The first, second and now third wave has made one thing amply clear: the speed of getting the results of the COVID-19 test plays an important role in its diagnosis and treatment. Now, researchers from George Washington (GW) University have made a breakthrough discovery.
The researchers developed a blood test that quickly detects if someone has COVID-19 and predicts how severely the immune system will react to the infection. The study published in 'PLOS One'.
The findings could one day lead to a powerful tool to help doctors determine the best treatment plan for people with COVID-19.
Currently, there is no good way to predict how the immune system will respond to the virus that causes COVID-19 or other disease-causing microbes. The immune response could range from mild symptoms, all the way to critically severe symptoms, which can lead to the intensive care unit or even death.

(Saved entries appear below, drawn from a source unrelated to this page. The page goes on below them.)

PR #1234, opened 2023-03-28
feat: find pageId from name for update

louis-bompart:
## Proposed changes

When a user tries to upload a page with a name/orgId combination that already exists, ask him if he wants to overwrite it.

## Testing

- [x] Unit Tests:

### DIFF
--- a/packages/cli/core/src/commands/ui/deploy.ts
+++ b/packages/cli/core/src/commands/ui/deploy.ts
@@ -161,9 +161,9 @@ export default class Deploy extends CLICommand {
   )
   public async run() {
     await this.computeFlags();
-    await this.computeOrgId();
+    this.computeOrgId();
     await this.instantiatePlatformClient();
-    await this.computeHostedPage();
+    this.computeHostedPage();
     await this.computePageId();
 
     if (this.pageId) {
@@ -177,7 +177,7 @@ export default class Deploy extends CLICommand {
     this.flags = (await this.parse(Deploy)).flags;
   }
 
-  private async computeOrgId() {
+  private computeOrgId() {
     this.organization = getTargetOrg(
       this.configuration,
       this.flags.organization
@@ -190,7 +190,7 @@ export default class Deploy extends CLICommand {
     });
   }
 
-  private async computeHostedPage() {
+  private computeHostedPage() {
     const deployConfigPath = this.flags.config;
     const deployConfig: DeployConfig =
       readJsonSync(deployConfigPath, {throws: false}) || {};
@@ -230,7 +230,7 @@ export default class Deploy extends CLICommand {
       Overwrite page with ID: "${this.pageId}" in organization ${this.organization}?`))
     ) {
       this.error(
-        `Page name must be unique, try changing the "name" field in "coveo.deploy.json".`
+        'Page name must be unique, try changing the "name" field in "coveo.deploy.json".'
       );
     }
   }


packages/cli/core/src/commands/ui/deploy.spec.ts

To understand more about the variation in symptoms and prognosis, the GW researchers sequenced whole blood RNA from COVID-19 patients whose symptoms ranged from asymptomatic to severe. They found visible changes in the cells of people with COVID-19. Their analysis also revealed that COVID-19 severity was associated with an increase in neutrophil activity and a decrease in T-cell activity. Neutrophils and T-cells, both a type of white blood cell, are part of the body's immune system and help fight off infections. In other words, the body's immune system response, as measured by neutrophil activity, signals that there's an infection whether caused by a known, novel, or variant pathogen.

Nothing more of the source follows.